Clearly, I chose the one that led to life. You came. I held you. I touched your little face. I did, in fact, love you.
I wish I could say that was my happily-ever-after: You came into this world, I loved you, and we’ve been gleefully happy ever since. But this has not been my experience. Having a third human, first in my body, then in my home, has been one of the most fundamentally life-altering experiences of my life.
My sleep? Not mine.
My time to think, read, write—all of the ways I recharge? Gone.
My naps—the ones when I can’t hold my eyes open? Always coinciding with your 30-minute ones; the second I get settled and safe enough to sleep, you are wailing.
Everything about me is being altered, torn apart.
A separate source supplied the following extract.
PR #91, opened 2021-01-29
Add in fallbackScalaVersion setting.

ckipp01:
This is a setting introduced here: https://github.com/scalameta/metals/pull/2417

Nothing has been gentle about this process.
The joy of parenthood is not instant; I pictured blissful love. I got painful love, the kind of love that does the loving thing when it feels unloving. I got grit-your-teeth, pray-to-God-I-can-make-it-through-the-next-hour kind of love.
When you turned eight weeks old, I told your dad I wanted to go to Hawaii. He thought I meant with the both of you. I didn’t. I wanted escape—back to the old way, the way that felt free, the way that let me take care of myself. How was I to care for you when I could not care for me? I’m pretty sure I didn’t put on an actual outfit for close to six weeks. I hid and survived and wished I had not.
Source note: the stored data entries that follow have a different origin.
PR #103, opened 2021-02-18
Basic nvim-dap integration

### LINKED ISSUE #57: Provide integration with `mfussenegger/nvim-dap`
**Describe the feature**

A [nvim-dap](https://github.com/mfussenegger/nvim-dap) integration would be awesome.

We'd have to change some of the `init_options` when we start Metals to make sure that `debuggingProvider` is set to `true`. We'd also need to figure out the configuration since normally in metals the `run` and `debug` are always triggered via code lenses. However, we should be able to work around that.

**Search terms**

debugging, nvim-dap

ckipp01:
~This introduces three new basic commands. `:MetalsRun`, `:MetalsTestFile`, and `:MetalsTestTarget`. The majority of the changes needed to make this work are actual in the server itself. I'll have a pr open for that soon, but this is the base of how I'm testing it.~

See the comments down below for updates

Closes #57

### DIFF
--- a/README.md
+++ b/README.md
@@ -9,10 +9,9 @@ necessary commands you'll need to develop with nvim and Metals. This extension
 also implements many of the custom Metals LSP extensions that will give you a
 much richer experience than just using Metals with the default
 [nvim-lspconfig](https://github.com/neovim/nvim-lspconfig) setup, as well as
-automatically setting all of the correct `init_options`.
-
-_NOTE:_ Keep in mind that the level of support is rapidly changing, so expect
-stuff to change without warning.
+automatically setting all of the correct `init_options`, and offering some
+integrations with other projects such as
+[nvim-dap](https://github.com/mfussenegger/nvim-dap).
 
 <p align="center">
     <a href="https://gitter.im/scalameta/metals-vim">
@@ -76,3 +75,9 @@ help docs. Similarly, to see the available configuration options, check out
 _NOTE_: You can find an example of a minimal configuration showing how to set
 various settings and options
 [here](https://github.com/scalameta/nvim-metals/discussions/39).
+
+## Integrations
+
+To see the full details on the available configurations, checkout out `:help
+metals-integrations`. The currently available integrations are:
+- [nvim-dap](https://github.com/mfussenegger/nvim-dap)
--- a/doc/metals.txt
+++ b/doc/metals.txt
@@ -16,9 +16,11 @@ CONTENTS                                                           *nvim-metals*
     6. Lua API............... |metals-lua-api|
     7. Custom Handlers....... |metals-custom-handlers|
     8. Functions............. |metals-functions|
+    9. Integrations...........|metals-integrations|
 
 ================================================================================
 INTRODUCTION                                                *metals-introdction*
+
 nvim-metals is a Lua plugin built to provide a better experience while using
 Metals, the Scala Language Server, with Neovim's built-in LSP support. This
 plugin provides the necessary commands you'll need to develop with nvim and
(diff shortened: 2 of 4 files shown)


alexcardell:
Super excited to try this when it's ready. Is it feasible to export the configuration and use nvim-dap's native lua API directly? To use existing mappings for starting runs/tests, etc.

ckipp01:
> Super excited to try this when it's ready. Is it feasible to export the configuration and use nvim-dap's native lua API directly? To use existing mappings for starting runs/tests, etc.

Good question, so this is _super_ rough at the moment, and this was just the easiest way for me to test as I was making changes to the server. So my initial thought is that you will just be able to definition a `dap.configurations.scala` locally if you want and the same with `dap.adapters.scala`. So you'll have a lot more control than what it looks like at the moment and it will merge configurations with what you have locally overwriting what the default is. The only tricky part about using the native nvim-dap lua api directly that for example you can't really use `continue()` until you know the host/port. Some of that is dynamic, so the `metals.debug-adapter-start` needs to be sent first to Metals to determine if we are doing a run, get the main class or classes that you can choose between, or if you are doing a single test of the current file or a testing the entire build target. It's first after that that metals sends back that info. So my plan is that you should still be able to use everything natively in nvim-dap, _except_ the process will probably have to be initiated with one of the new metals commands. I really want to make it as smooth as possible with the user needing to configure as little as possible. So in theory, it'd be great for the user to not have to set anything up in terms of configurations or adapters if they don't want to, they just need to know the nvim-dap commands for debugging.

I'm totally open to suggestions for all this, since it's all in flux at the moment. Up until this point if you didn't have code lenses with metals, you needed a json file to configure how to run or test, and I want to avoid that.

ckipp01:
Once https://github.com/scalameta/metals/pull/2532 is finished I'll start hammering out more details here.

mfussenegger (commented):
Cool to see more nvim-dap integrations. If I may, I think I've some inputs that might help

> So my initial thought is that you will just be able to definition a dap.configurations.scala locally if you want and the same with dap.adapters.scala. So you'll have a lot more control than what it looks like at the moment and it will merge configurations with what you have locally overwriting what the default is. The only tricky part about using the native nvim-dap lua api directly that for example you can't really use continue() until you know the host/port. 


I think there is a way to setup things so that the users can end up using `continue()` to select the configuration:

The adapter function receives the selected `configuration` (`:help dap-configuration`) as second argument. This would allow you to define an adapter like this:


```lua
-- you'll probably want to move this into a setup() method or something

local status, dap = pcall(require, 'dap')
if not status then
  log.error_and_show(
      'Unable to find nvim-dap. Please make sure mfussenegger/nvim-dap is installed.')
  return
end

dap.adapters.scala = function(callback, config)
  local uri = vim.uri_from_bufnr(0)
  -- `runType` is arbitrary here, I just used `runType` because that's what the execute_command argument is called. Might be worth prefixing or otherwise come up with a name that makes it clear that this is used by nvim-metals in the client, and not an option of the debug adapter itself
  local runType = config.runType or 'run'
  execute_command({
    command = 'metals.debug-adapter-start',
    arguments = {path = uri, runType = runType}
  }, function(_, _, res)

    local port = util.split_on(res.uri, ':')[3]

    -- You could additionally have a `enrich_config` function here that creates a copy of the config and removes all `nvim-metals` specific properties from it before calling `on_config` to ensure that the debug-adapter doesn't receive any information it can't handle
    callback({type = 'server', host = '127.0.0.1', port = port})
  end)
end
```

Note that now the adapter function executes the LSP command.
And then have different configurations:


```lua

dap.configurations.scale = {
  {
     type = 'scala',
     request = 'launch',
     name = 'Run file',
     console = 'integratedTerminal',
     runType = 'run' -- this is used by the adapter function
  },
  {
     type = 'scala',
     request = 'launch',
     name = 'Test file',
     console = 'integratedTerminal',
     runType = 'testFile' -- this is used by the adapter function
  },
}
```


An alternative would then also be to have specific functions. Some made up example:


```lua
M.dap_run_test_case = function()
  local test_case = some_logic()
  -- this is basically a "run once config" (but can be triggered again with dap.run_last())
  local config = {
    type = 'scala',
    request = 'launch',
    name = 'Run test case',
    ...
  }
  dap.run(config)
end
```

ckipp01:
Thanks a lot for swinging by @mfussenegger!! Ha, so yes, what I have right now is quite hacky as I was doing the very bare minimum to test some new stuff that I was adding to the server for main and test discovery, as right now we rely on the user passing in the exact class or test. I'm just about done with that, and then I'll dive back into this. Thanks a lot for you insight 🙏🏼. Once I dive back in I may throw some questions your way 😬 .

ckipp01:
So I ended up going with your first recommendation @mfussenegger. Thanks again for you input. I ended up going quite smoothly, and I like that I don't need to add any extra commands like I thought. If you have a moment, please take another look, but no pressure if you don't have time. I'll use this in the coming day or so, and then merge if it seems alright.

For anyone else following along, this adds basic integration with nvim-dap by just having a simple `on_attatch` that needs to be added when you want to use this. That will ensure that the correct adapter for scala is configured, and then you just need to provide the configurations you'd like. I gave an example in the help doc with the three run types that are available in Metals. Keep in mind that this was just merge into Metals, so it's not in a stable release yet, and to use it you'd need to use the snapshot.

mfussenegger:
Looks good 👍

The only other thought I had is that it may be easier for other DAP clients if the adapter start command wouldn't already have to choose what to execute, but if that were up to the configuration via the launch request.

But that would require changes in the debug adapter implementation. No clue how feasible that is.

PR #105, opened 2021-02-26
Pass client and bufnr parameter to user on_attach function

Kazy:
If you do `:help lsp.start_client`, you can find the definition of the `on_attach` callback, which takes two parameters. For instance when using `lsp-status`, one need to pass the parameters to `require('lsp-status').on_attach` for it to initialize properly.


ckipp01 (approved):
Thanks for the contribution @Kazy! Totally missed this, thanks for catching it! LGTM!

On the hard nights, I would picture you at two or three, walking into our bedroom after we’d already put you to bed, holding a blankie, and asking us for water or to sit with us for a while. That helped. I thought about your personality and what you would be like and how I would get to discover you—John.
The months wore on, and you started to come alive. I began realizing you were not just a blob but a real, tiny human being. I have never been so needed. As in, your life literally, physically, depended on my life. It started in pregnancy, but it didn’t end there. You needed me. More than any person has ever needed me. You needed me more than your dad, more than your grandparents. When others couldn’t calm you, I could.
One night, you would not stop wailing, and I tried everything I knew—burping and changing and singing and patting and rocking and walking—but nothing. So, I just held you close while you wailed. And in that moment, I told you, “John, this is what I promise you. I promise that there will be times I cannot help you, I cannot fix your problem, but I promise I will be with you there. I will hold you while you cry. I with be with you in your pain.”
It was a step into motherhood—my motherhood. It was not the ooey-gooey motherhood of stories and movies, but we were forging our own version—together.
John, on your first birthday, I can say my love for you is deep and real. It is gritty; I still wake up before I want to. I panic when I can’t stop your tears. But I delight in discovering you. I hope to hold you close but with open hands. I hope that I seek your good more than I seek my own. I hope I am honest about my fears and struggles and pains and do not push them off onto you.
I hope loving you makes me more myself and you more yourself. That’s the kind of love I want. A love that sets you free to be all you were created to be and a love in me that learns, however slowly, to trust that the Good Father is doing the same for me.
Baby boy, I love you. And happy birthday.